A long time ago, on a host plant far, far away, an aphid became infected with a fungus. And then it did something unusual: it incorporated some fungal genes into its own genome.
New research by Nancy Moran and Tyler Jarvik, published yesterday in the journal Science, used the newly-published pea aphid genome to demonstrate that the genes the aphids use to make pink carotenoid pigments are derived not from insects but from a gene lineage nested well within the fungi.
This observation is interesting for two points. First, most animals with carotenoids don’t make them themselves; rather, they ingest them from other sources. Second, a gene transfer from fungus to animals?! Seriously? A lateral transfer across such great evolutionary distance is pretty rare and normally reserved for viruses.
But that’s not the real reason I’m blogging the story. The real reason is that I just happen to have a unreleased photograph of a pink pea aphid- see above. This paper is a great excuse to pull it from my archives. If you’re after more thoughtful research-blogging you can read more at Arthropoda and Not Exactly Rocket Science.

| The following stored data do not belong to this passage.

PR #1517, opened 2020-04-23
1515 added a new view that returns XML if an article has an XML galley.

### LINKED ISSUE #1515: Add XML download URL
Add a url to allow download of associated XML or 404

ajrbyers:
Closes #1515

### DIFF
--- a/src/journal/views.py
+++ b/src/journal/views.py
@@ -1959,3 +1959,25 @@ def doi_redirect(request, identifier_type, identifier):
         raise Http404()
 
     return redirect(article_object.local_url)
+
+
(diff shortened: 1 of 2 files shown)


src/journal/views.py
```diff
@@ -1959,3 +1959,25 @@ def doi_redirect(request, identifier_type, identifier):
...
+        request.journal,
+        identifier_type,
+        identifier,
+    )
+
+    if not article_object:
+        raise Http404
+
+    galleys = article_object.galley_set.all()
+    xml_galley = get_object_or_404(
```
mauromsl, line 1975: We could potentially get a `MultipleObjectsReturned` exception here.

PR #1536, opened 2020-05-01
Updates Galley Upload

### LINKED ISSUE #1452: Add support for setting galley labels for "Other" galleys
When a galley that is not PDF or XML is created, the label is set to "Other" which results on the text "Download Other" being rendered on the article page. It should be possible to set a custom label instead. Additionally, labels can't currently be updated on the admin side either since there is a required "Type" field that might not list one's galley type

A field box on the upload galley modal to set the custom label for an "Other" galley.

N/A

ajrbyers:
- Galley upload now has only one upload field
- Galley upload also has a label field
- We attempt to work out the best label if none is supplied
closes #1452

### DIFF
--- a/src/production/logic.py
+++ b/src/production/logic.py
@@ -117,6 +117,8 @@ def save_galley(article, request, uploaded_file, is_galley, label=None, save_to_
         sequence=article.get_next_galley_sequence(),
     )
 
+    print(new_galley)
+
     return new_galley
 
 
--- a/src/production/logic.py
+++ b/src/production/logic.py
@@ -117,8 +117,6 @@ def save_galley(article, request, uploaded_file, is_galley, label=None, save_to_
         sequence=article.get_next_galley_sequence(),
     )
 
-    print(new_galley)
-
     return new_galley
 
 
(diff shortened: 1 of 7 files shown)


src/production/logic.py
```diff
@@ -87,17 +96,29 @@ def save_galley(article, request, uploaded_file, is_galley, label=None, save_to_
...
     new_galley = core_models.Galley.objects.create(
-        article=article, file=new_file, label=label, type=type, sequence=article.get_next_galley_sequence()
+        article=article,
+        file=new_file,
+        label=label,
+        type=type_,
+        sequence=article.get_next_galley_sequence(),
     )
 
+    print(new_galley)
```
mauromsl, line 120: print statment

src/production/views.py
```diff
@@ -291,42 +291,24 @@ def production_article(request, article_id):
     galleys = logic.get_all_galleys(production_assignment.article)
 
     if request.POST:
-
+        print(request.FILES)
```
mauromsl, line 294: print statement

ajrbyers:
Now also closes #1452

PR #1539, opened 2020-05-04
Added File.parent FK back.

ajrbyers:
Closes https://github.com/BirkbeckCTP/typesetting/issues/58


src/production/logic.py
```diff
@@ -145,13 +145,12 @@ def remove_css_from_html(source_html):
...
-        new_file.parent = galley.file
-        new_file.save()
-        galley.file = new_file
-        galley.save()
+
+        files.overwrite_file(
+            uploaded_file,
+            galley.file,
+            ('articles', article.pk),
+        )
```
mauromsl, line 153: from what I can see, `galley.file` would still be pointing at the wrong file (the old one)
Shouldnt't this be something like:
```
galley.file = files.overwrite file(...)
galley.save()
```

PR #1541, opened 2020-05-04
1540 ArticleAuthorOrder is now set on creation. On snapshot we use th…

### LINKED ISSUE #1540: Author Order Retention
**Describe the bug**
Author order is not being retained when Frozen Author records are being created.

**Janeway version**
1.3.7

ajrbyers:
…e default db insertion order rather than the M2M which was returning alpha sorting.

Closes #1540

### DIFF
--- a/src/submission/logic.py
+++ b/src/submission/logic.py
@@ -212,3 +212,19 @@ def order_fields(request, fields):
         order = ids.index(field.pk)
         field.order = order
         field.save()
+
+
+def save_author_order(request, article):
+    author_pks = [int(pk) for pk in request.POST.getlist('authors[]')]
+    print(author_pks)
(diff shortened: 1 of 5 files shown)


src/submission/logic.py
```diff
@@ -19,8 +19,15 @@
 def add_self_as_author(user, article):
     new_author = user
     article.authors.add(new_author)
-    models.ArticleAuthorOrder.objects.create(article=article, author=new_author)
-
+    models.ArticleAuthorOrder.objects.create(
+        article=article,
+        author=new_author,
+    )
```
mauromsl, line 25: I believe this should go away, unless I'm missing something here

ajrbyers:
test this please

PR #1560, opened 2020-05-17
Preprint remodel

ajrbyers:
This PR is a WIP for comment.

- I've removed article object managers as these are no longer required.
- Preprints has been remodelled to make it more or less independent
    - It still used submission.Keyword and submission.Licence as there is no reason not to continue using these.
- Added a new Repository model that will represent a Preprint silo eg. Humanities Preprints or English Literature Preprints

Two things to note:

1. I have not run `makemigrations` on this code yet, I'm not sure how it will work.
2. This breaks pretty much the whole workflow


src/preprint/models.py
```diff
@@ -3,24 +3,221 @@
...
+def width_choices():
+    return (
+        (3, '3'),
+        (6, '6'),
+        (9, '9'),
+        (12, '12'),
+    )
+
+
+fs_path = os.path.join(settings.BASE_DIR, 'files')
```
mauromsl, line 34: Should probably be a relative path to avoid generating migrations between different installs:
`fs_path = 'files/preprints'`

hardyoyo:
I've attempted to look at a few of these conflicts via command line Git by doing an interactive rebase of the preprint-remodel branch on top of the current master branch... after about 30 minutes, I've yet to see anything that looks serious. A much faster way to resolve these conflicts would be via the GitHub interface, but, I lack permissions to use the tool on this repository. I don't think there's any serious problem with this PR, you just need to rebase it on master, and resolve any minor conflicts. I can help with the .lando.yml file. Maybe a screenshare working session would help?

PR #1570, opened 2020-05-19
#1522 featured journals are now sorted into alpha order.

### LINKED ISSUE #1522: Press Home - Journals in Alpha
**Describe the bug**
Even when selecting a list of random journals they should probably be in alphabetical order.

**Janeway version**
1.3.7

ajrbyers:
Closes #1522

### DIFF
--- a/src/core/homepage_elements/journals/hooks.py
+++ b/src/core/homepage_elements/journals/hooks.py
@@ -27,6 +27,6 @@ def yield_homepage_element_context(request, homepage_elements):
         else:
             featured_journals = request.press.featured_journals.all()
 
-        return {'featured_journals': featured_journals}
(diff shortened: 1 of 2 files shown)


src/core/homepage_elements/journals/hooks.py
```diff
@@ -27,6 +27,6 @@ def yield_homepage_element_context(request, homepage_elements):
         else:
             featured_journals = request.press.featured_journals.all()
 
-        return {'featured_journals': featured_journals}
+        return {'featured_journals': sorted(featured_journals, key=lambda x: x.name)}
```
mauromsl, line 30: This is what I meant when we spoke about this:
https://docs.python.org/3/library/operator.html#operator.attrgetter

The lambda is fine too though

One last mystery worth mentioning, though, is why only some aphids in a population have the fungal genes. Under normal circumstances genetic drift or natural selection would either have purged the novel genes from the aphid populations or fixed them so that all individuals had them. For both green and pink forms to exist implicates some form of balancing selection. In this case, it might be because various aphid predators have different preferences.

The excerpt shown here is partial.